DATASET EXCERPTS
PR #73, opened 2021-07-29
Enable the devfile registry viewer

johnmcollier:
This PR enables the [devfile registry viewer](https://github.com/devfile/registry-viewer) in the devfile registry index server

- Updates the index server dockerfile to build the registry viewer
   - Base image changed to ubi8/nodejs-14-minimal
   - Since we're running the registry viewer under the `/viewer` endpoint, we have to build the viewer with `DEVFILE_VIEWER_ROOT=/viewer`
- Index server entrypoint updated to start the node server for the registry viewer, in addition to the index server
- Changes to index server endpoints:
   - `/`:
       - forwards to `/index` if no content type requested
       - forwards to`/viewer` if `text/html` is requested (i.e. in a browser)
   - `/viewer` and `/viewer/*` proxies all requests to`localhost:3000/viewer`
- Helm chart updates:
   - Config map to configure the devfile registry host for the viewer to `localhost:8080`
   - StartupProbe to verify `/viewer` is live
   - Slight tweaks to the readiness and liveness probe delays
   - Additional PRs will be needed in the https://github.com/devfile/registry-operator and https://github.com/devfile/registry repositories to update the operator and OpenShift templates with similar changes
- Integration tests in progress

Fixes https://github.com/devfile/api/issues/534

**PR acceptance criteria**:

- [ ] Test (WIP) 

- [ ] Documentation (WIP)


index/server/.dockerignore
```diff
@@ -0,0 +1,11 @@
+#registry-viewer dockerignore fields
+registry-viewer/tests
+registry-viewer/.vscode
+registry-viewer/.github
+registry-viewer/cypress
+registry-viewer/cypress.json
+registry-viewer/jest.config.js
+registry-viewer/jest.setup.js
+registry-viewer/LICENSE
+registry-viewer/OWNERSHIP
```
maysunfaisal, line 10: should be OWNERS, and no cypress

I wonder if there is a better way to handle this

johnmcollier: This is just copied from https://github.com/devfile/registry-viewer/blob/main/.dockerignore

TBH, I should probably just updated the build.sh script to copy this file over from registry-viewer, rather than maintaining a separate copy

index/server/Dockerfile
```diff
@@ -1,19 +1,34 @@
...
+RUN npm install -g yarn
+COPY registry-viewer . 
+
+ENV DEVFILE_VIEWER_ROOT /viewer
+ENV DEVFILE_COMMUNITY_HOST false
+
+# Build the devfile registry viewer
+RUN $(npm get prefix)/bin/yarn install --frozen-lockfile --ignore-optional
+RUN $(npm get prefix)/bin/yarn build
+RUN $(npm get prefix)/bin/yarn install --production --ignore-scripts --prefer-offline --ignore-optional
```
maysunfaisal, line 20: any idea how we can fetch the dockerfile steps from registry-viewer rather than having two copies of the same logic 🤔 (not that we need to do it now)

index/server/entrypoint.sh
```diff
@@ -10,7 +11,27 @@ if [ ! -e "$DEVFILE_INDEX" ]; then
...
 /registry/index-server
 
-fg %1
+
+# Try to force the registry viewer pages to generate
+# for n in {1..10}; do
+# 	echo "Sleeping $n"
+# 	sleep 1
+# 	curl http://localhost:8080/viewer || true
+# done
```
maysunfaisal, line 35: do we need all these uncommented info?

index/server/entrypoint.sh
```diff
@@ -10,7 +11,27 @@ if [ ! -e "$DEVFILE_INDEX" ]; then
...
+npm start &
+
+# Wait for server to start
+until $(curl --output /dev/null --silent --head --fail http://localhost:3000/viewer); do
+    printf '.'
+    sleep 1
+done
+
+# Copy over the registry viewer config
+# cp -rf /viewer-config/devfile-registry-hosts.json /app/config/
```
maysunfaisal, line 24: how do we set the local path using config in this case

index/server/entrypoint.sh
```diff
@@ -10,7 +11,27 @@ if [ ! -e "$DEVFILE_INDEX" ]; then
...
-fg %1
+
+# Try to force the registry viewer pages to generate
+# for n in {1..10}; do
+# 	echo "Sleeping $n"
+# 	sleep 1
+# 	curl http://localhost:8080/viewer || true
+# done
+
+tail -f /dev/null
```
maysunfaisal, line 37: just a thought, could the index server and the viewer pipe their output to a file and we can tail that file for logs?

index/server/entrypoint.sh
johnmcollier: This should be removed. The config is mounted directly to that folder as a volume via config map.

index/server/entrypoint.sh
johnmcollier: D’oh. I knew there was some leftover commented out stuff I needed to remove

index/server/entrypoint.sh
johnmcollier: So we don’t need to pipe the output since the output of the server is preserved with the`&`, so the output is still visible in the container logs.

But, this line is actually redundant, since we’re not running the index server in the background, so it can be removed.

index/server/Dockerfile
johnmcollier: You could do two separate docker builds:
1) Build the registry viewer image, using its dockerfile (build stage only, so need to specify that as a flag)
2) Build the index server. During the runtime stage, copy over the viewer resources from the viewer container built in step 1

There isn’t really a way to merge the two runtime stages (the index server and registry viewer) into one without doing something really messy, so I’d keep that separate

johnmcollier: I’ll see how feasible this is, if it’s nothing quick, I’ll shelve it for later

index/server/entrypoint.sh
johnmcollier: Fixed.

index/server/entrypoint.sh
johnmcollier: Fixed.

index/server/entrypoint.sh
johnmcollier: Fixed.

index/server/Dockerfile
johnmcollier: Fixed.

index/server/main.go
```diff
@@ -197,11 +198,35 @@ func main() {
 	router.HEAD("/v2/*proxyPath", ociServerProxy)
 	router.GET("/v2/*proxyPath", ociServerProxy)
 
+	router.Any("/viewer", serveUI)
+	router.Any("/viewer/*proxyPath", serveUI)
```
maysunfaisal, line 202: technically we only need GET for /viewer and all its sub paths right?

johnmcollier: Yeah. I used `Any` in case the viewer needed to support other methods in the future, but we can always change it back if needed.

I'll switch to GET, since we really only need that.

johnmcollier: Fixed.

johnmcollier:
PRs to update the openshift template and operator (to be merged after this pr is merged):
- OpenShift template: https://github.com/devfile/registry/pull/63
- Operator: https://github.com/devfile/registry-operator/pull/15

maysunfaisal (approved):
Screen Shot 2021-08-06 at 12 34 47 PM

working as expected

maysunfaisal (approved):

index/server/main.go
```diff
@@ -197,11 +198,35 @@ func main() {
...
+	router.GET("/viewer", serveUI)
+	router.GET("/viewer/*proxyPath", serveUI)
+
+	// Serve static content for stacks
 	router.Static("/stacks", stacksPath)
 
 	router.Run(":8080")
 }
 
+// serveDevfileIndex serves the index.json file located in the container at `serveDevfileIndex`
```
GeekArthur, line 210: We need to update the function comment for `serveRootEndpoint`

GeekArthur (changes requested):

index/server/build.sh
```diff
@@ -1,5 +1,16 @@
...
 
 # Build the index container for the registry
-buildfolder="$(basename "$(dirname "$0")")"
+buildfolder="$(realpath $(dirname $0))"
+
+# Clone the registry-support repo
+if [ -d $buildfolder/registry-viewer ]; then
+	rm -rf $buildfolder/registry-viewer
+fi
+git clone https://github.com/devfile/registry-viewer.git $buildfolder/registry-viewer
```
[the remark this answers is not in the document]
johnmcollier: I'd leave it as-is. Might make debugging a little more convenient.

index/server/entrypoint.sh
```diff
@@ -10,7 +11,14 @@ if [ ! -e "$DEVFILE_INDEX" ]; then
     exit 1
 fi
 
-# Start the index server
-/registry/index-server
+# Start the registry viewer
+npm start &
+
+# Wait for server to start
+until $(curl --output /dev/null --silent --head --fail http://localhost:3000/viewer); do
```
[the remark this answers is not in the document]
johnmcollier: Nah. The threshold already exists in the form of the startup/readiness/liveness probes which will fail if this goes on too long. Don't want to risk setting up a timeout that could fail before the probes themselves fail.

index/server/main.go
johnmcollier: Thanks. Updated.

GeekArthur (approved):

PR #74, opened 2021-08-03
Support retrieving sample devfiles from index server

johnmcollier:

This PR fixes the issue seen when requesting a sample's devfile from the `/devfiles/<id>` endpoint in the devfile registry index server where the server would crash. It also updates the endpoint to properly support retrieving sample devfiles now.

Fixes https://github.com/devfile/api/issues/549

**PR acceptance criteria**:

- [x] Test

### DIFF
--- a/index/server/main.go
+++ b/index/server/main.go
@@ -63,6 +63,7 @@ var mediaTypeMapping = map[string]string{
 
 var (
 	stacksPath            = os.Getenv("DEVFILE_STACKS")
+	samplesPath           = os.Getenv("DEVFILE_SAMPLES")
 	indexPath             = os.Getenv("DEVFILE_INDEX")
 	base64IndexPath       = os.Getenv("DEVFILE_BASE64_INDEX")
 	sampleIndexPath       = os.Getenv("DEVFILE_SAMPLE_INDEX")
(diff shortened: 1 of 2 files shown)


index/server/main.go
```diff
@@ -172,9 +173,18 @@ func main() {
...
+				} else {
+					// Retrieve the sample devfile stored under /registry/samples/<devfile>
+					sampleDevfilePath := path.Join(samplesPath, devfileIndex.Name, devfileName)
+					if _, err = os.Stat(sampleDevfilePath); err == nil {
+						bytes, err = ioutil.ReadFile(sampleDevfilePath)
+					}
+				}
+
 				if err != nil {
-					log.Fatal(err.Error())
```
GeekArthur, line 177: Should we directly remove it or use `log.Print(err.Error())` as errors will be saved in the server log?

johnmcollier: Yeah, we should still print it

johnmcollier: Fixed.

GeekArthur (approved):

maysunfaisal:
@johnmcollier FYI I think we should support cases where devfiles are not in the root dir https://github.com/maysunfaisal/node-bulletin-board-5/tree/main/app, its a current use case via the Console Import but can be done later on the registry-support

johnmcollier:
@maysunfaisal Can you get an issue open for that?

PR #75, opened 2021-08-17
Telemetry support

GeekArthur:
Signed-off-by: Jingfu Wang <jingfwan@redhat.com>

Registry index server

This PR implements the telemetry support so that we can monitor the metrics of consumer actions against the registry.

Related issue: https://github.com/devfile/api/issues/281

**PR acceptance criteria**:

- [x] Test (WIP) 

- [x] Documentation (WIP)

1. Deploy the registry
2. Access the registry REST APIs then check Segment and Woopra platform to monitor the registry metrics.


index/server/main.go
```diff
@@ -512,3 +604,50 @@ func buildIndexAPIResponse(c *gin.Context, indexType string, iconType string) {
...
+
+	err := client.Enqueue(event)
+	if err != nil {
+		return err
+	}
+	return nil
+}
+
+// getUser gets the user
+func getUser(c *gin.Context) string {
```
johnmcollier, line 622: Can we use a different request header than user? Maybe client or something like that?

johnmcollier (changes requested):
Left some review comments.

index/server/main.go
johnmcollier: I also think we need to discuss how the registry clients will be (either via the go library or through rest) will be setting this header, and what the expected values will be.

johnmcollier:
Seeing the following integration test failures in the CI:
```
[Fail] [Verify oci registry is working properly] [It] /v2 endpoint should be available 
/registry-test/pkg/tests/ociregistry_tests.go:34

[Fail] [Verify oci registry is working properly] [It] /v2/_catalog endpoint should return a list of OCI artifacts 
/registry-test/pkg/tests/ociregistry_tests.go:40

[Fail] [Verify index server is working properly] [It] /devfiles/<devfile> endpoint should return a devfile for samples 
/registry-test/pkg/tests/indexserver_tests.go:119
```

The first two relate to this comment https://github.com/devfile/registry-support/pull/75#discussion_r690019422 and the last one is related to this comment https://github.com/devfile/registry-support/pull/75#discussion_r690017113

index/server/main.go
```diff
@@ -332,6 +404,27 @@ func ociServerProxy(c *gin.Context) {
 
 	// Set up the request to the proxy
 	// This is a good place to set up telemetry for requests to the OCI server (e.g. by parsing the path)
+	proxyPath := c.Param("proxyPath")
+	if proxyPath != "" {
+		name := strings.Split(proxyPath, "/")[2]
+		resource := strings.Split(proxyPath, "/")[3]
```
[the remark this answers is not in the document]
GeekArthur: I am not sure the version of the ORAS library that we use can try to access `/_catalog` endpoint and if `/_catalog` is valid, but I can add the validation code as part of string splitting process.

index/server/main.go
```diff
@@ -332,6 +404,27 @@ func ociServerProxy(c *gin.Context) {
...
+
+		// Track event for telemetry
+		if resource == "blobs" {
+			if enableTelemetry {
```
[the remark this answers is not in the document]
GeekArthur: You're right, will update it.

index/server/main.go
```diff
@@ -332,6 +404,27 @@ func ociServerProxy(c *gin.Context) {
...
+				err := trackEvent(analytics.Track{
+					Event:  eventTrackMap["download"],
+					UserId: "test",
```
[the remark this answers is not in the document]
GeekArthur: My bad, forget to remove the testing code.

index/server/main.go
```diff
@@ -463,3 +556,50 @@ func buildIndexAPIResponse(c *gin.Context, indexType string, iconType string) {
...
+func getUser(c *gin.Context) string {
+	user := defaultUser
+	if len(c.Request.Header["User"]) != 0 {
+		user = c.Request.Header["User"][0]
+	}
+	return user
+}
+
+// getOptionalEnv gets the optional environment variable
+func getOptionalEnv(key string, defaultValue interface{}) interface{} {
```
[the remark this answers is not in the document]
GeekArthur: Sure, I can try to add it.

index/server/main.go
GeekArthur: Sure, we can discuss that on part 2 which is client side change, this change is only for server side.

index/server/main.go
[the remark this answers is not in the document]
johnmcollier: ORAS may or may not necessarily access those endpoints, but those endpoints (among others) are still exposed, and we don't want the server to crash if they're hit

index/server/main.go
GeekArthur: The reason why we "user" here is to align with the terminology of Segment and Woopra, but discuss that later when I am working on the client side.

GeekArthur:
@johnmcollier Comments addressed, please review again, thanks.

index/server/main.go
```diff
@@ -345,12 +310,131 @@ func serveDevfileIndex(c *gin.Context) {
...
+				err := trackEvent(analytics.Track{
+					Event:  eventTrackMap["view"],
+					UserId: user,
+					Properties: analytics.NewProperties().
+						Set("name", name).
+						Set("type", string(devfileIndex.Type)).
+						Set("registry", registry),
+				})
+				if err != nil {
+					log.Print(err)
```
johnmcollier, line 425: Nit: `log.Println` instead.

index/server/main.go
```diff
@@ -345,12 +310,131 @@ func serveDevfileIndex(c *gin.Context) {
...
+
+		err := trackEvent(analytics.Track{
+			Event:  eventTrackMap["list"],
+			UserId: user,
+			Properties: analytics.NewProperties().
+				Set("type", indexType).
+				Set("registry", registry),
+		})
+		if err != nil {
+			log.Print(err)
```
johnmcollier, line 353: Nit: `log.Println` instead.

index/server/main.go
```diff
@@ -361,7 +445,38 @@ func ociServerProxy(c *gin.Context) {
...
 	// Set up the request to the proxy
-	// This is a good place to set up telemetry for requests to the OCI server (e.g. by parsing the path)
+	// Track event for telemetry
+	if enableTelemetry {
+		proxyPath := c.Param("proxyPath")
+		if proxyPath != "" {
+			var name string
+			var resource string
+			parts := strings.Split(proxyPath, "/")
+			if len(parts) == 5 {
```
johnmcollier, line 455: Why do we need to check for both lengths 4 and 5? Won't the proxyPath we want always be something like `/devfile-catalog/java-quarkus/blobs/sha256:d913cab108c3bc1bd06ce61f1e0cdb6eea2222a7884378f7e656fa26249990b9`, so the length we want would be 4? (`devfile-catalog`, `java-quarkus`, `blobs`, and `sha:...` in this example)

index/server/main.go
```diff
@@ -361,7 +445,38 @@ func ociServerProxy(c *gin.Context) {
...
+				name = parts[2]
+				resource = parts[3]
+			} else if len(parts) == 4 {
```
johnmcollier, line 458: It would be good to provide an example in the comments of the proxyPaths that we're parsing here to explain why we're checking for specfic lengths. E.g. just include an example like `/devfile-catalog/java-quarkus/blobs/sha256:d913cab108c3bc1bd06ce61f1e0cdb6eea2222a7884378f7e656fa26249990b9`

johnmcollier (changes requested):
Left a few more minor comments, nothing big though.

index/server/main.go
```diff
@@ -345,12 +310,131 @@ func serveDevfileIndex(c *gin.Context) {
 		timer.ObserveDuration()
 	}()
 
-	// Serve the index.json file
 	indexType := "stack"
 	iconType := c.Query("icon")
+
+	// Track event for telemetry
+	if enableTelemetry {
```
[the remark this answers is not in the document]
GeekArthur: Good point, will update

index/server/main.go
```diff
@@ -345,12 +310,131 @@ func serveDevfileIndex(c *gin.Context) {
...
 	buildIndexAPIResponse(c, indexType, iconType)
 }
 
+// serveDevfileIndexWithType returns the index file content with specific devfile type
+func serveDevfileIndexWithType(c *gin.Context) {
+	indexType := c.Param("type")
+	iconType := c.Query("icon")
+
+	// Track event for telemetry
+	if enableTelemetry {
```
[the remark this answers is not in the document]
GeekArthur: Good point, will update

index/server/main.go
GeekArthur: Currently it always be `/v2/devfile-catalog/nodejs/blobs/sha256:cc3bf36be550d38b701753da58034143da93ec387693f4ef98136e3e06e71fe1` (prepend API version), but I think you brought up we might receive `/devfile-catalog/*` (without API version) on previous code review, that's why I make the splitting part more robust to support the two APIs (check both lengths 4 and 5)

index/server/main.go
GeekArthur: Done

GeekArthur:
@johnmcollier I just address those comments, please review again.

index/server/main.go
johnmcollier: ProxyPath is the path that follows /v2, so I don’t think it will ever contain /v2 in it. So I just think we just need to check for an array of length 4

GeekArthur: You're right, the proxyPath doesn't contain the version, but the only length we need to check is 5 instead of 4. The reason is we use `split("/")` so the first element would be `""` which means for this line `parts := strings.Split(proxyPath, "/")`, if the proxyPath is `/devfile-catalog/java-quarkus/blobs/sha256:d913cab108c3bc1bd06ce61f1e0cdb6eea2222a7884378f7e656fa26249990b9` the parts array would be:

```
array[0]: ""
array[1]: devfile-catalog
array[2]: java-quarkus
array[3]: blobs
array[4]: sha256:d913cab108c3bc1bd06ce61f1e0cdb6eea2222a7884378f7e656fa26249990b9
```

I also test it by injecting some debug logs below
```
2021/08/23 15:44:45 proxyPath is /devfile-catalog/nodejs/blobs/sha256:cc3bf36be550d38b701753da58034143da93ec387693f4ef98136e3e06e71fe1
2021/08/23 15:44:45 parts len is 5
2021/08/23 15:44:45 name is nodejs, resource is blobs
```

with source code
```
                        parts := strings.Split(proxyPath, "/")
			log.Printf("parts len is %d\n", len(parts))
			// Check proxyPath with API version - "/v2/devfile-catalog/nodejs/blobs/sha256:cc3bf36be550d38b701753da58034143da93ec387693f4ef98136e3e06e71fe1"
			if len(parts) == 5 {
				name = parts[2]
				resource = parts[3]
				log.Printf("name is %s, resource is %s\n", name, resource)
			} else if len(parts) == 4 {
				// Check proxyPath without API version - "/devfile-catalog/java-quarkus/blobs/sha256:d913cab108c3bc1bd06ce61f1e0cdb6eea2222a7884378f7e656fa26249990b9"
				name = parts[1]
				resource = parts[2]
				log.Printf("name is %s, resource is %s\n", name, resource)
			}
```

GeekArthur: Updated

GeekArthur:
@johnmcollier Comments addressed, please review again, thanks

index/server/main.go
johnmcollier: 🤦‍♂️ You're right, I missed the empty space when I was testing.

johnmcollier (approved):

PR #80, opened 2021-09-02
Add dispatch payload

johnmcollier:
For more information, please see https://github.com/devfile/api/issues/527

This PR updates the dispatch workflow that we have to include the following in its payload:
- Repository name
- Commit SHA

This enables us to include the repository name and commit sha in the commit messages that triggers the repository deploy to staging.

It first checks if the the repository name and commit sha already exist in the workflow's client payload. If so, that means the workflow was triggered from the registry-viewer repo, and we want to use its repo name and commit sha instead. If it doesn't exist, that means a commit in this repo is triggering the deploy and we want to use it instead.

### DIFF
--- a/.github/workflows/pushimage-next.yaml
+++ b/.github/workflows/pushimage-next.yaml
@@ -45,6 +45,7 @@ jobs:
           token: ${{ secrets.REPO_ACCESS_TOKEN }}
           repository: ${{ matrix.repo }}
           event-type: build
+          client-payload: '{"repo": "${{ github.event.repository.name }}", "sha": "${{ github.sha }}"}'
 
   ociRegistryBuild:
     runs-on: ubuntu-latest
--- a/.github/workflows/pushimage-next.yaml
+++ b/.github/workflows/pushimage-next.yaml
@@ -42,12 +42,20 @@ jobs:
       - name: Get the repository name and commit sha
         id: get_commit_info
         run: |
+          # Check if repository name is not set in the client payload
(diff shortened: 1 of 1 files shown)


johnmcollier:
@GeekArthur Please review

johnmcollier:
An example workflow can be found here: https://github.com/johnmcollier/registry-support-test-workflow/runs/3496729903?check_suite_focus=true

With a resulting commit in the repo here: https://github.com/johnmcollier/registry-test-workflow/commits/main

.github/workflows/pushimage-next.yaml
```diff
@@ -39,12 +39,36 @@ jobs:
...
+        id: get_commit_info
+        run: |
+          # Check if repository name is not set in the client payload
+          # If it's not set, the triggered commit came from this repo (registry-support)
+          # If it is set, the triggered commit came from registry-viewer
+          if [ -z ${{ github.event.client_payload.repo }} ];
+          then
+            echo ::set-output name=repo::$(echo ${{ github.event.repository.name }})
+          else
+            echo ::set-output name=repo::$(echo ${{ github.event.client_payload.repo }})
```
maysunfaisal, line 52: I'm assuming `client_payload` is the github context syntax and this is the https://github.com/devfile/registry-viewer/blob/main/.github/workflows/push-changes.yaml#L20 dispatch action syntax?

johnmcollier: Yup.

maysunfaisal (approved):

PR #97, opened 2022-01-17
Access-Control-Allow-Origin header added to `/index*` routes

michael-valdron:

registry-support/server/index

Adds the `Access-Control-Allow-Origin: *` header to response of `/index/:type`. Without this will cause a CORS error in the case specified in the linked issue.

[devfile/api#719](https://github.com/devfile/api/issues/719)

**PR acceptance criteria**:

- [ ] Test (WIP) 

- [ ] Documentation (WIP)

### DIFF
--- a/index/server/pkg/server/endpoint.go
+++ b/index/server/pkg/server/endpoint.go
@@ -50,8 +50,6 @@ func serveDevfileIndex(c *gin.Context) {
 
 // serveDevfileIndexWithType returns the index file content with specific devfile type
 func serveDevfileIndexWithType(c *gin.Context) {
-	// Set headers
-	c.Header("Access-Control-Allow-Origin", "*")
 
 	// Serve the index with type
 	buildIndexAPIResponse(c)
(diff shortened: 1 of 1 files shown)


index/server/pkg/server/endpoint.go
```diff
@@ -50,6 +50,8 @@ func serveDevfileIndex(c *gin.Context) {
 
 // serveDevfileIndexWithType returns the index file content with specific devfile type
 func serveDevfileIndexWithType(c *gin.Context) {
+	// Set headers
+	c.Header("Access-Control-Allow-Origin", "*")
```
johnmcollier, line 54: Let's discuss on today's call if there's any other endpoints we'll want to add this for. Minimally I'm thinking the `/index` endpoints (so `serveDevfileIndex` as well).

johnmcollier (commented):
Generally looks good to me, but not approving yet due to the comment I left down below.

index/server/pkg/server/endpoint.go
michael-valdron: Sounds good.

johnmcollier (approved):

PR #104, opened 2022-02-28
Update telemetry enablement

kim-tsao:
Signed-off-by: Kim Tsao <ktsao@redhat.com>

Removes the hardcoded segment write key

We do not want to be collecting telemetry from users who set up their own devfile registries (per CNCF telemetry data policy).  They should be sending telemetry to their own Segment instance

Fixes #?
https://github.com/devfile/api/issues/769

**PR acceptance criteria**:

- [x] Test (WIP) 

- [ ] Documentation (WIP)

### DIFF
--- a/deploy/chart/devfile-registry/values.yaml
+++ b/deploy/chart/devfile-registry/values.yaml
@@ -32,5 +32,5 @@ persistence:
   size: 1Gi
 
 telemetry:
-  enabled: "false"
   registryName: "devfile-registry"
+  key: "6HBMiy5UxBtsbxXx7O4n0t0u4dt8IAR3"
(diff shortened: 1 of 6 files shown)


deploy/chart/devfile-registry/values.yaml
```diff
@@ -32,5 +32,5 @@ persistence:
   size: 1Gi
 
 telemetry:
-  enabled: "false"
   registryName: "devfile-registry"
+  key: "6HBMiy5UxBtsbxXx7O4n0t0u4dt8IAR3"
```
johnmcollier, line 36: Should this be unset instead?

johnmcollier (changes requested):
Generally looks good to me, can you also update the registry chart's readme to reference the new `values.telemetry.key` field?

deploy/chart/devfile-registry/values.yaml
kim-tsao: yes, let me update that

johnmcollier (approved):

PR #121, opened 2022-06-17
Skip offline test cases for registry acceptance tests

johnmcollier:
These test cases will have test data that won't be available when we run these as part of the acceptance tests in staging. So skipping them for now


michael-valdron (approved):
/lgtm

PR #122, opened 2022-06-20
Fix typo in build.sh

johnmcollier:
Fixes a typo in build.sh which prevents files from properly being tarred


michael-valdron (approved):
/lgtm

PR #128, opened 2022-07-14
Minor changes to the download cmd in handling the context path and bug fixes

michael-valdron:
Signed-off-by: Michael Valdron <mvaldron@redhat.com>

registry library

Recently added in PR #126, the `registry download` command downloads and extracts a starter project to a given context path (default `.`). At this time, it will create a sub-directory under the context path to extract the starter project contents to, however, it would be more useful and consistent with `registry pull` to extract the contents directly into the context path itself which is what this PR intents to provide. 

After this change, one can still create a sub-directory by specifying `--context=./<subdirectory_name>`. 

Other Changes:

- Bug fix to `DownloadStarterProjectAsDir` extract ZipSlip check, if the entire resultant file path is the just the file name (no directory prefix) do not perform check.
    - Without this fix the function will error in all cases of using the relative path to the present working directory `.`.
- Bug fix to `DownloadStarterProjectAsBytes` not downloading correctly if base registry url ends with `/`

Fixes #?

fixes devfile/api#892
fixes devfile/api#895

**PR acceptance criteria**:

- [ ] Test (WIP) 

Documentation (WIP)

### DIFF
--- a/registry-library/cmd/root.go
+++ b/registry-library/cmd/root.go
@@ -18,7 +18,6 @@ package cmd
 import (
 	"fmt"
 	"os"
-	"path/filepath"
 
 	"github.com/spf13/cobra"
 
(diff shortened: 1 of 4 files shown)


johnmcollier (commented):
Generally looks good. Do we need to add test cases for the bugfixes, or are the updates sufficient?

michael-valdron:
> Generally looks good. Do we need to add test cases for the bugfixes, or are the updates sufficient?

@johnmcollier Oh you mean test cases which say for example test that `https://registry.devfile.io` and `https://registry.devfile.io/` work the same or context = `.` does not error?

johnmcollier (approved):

YOUR GOAL
Lines after the one containing "- Slight tweaks" are not wanted; repeat exactly each line above from the first up to and including it.

RESULT BELOW
PR #73, opened 2021-07-29
Enable the devfile registry viewer

johnmcollier:
This PR enables the [devfile registry viewer](https://github.com/devfile/registry-viewer) in the devfile registry index server

- Updates the index server dockerfile to build the registry viewer
   - Base image changed to ubi8/nodejs-14-minimal
   - Since we're running the registry viewer under the `/viewer` endpoint, we have to build the viewer with `DEVFILE_VIEWER_ROOT=/viewer`
- Index server entrypoint updated to start the node server for the registry viewer, in addition to the index server
- Changes to index server endpoints:
   - `/`:
       - forwards to `/index` if no content type requested
       - forwards to`/viewer` if `text/html` is requested (i.e. in a browser)
   - `/viewer` and `/viewer/*` proxies all requests to`localhost:3000/viewer`
- Helm chart updates:
   - Config map to configure the devfile registry host for the viewer to `localhost:8080`
   - StartupProbe to verify `/viewer` is live
   - Slight tweaks to the readiness and liveness probe delays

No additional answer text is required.